REQUIRED ACTION ::
The word "opened" marks the lines you need; copy each of them from the data.

TASK DATA ::
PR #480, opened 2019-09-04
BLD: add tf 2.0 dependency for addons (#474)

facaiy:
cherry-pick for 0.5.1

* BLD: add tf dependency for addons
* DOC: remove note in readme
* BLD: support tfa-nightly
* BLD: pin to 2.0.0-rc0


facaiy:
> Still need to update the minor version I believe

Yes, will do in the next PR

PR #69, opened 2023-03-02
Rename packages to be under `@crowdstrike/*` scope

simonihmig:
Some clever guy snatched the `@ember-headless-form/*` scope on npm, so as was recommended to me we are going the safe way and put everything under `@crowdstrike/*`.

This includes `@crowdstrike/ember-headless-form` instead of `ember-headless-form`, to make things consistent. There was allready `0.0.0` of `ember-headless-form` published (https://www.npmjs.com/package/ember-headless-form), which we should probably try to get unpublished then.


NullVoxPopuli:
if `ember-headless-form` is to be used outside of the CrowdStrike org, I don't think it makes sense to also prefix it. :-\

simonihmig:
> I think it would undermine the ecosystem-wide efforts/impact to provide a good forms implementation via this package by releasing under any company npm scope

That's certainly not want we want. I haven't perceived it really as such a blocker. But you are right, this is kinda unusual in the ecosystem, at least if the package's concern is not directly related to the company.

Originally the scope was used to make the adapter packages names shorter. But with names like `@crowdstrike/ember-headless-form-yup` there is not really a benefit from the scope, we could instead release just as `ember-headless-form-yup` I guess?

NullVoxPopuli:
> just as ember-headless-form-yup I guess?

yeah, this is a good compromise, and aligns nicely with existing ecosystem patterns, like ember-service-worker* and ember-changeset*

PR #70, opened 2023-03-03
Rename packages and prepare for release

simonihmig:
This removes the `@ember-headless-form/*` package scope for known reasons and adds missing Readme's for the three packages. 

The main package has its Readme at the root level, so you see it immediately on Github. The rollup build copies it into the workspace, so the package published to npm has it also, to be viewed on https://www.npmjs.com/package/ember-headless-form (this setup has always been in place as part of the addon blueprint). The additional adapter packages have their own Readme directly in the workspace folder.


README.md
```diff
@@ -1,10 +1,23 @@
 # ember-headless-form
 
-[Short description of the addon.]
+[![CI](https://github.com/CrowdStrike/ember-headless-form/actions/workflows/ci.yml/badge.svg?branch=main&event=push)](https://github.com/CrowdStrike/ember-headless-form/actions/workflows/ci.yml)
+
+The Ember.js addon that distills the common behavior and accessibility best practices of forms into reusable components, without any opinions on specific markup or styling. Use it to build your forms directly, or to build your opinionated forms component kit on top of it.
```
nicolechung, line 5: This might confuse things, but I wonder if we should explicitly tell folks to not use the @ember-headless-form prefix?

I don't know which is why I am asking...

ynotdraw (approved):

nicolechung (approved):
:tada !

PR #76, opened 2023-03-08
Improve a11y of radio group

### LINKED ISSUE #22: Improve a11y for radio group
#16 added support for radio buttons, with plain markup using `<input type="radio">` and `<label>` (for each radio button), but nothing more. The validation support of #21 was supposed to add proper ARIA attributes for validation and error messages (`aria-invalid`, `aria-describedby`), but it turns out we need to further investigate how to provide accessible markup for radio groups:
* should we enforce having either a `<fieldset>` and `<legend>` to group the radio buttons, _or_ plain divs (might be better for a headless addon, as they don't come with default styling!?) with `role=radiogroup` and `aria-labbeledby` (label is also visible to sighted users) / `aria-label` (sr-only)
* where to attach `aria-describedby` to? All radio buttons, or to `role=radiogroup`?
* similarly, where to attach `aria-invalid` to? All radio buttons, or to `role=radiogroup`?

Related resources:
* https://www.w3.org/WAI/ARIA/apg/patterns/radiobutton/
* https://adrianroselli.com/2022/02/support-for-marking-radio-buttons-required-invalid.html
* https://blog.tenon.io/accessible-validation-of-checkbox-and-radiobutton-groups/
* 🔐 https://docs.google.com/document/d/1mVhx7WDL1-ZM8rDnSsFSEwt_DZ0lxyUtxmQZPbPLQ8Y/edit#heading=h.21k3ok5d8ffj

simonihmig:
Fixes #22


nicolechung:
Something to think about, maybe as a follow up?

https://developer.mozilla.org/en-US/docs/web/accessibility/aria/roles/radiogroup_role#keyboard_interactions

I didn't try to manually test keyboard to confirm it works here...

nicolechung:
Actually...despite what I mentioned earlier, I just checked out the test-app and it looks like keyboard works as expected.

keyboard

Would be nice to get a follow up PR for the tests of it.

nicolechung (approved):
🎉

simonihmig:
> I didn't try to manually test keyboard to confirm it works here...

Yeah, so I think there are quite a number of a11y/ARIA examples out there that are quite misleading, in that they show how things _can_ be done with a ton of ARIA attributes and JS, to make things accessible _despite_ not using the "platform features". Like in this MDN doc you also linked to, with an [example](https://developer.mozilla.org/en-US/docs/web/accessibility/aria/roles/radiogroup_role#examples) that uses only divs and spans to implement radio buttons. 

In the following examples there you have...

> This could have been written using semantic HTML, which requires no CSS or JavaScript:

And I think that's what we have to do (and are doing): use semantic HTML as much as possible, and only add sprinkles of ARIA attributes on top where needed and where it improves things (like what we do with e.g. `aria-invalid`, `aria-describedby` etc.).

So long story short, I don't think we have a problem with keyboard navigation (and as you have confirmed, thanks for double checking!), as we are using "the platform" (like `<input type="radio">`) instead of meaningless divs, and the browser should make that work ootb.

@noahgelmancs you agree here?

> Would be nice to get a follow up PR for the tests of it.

SOLUTION FOR THIS EXERCISE ::
PR #480, opened 2019-09-04
PR #69, opened 2023-03-02
PR #70, opened 2023-03-03
PR #76, opened 2023-03-08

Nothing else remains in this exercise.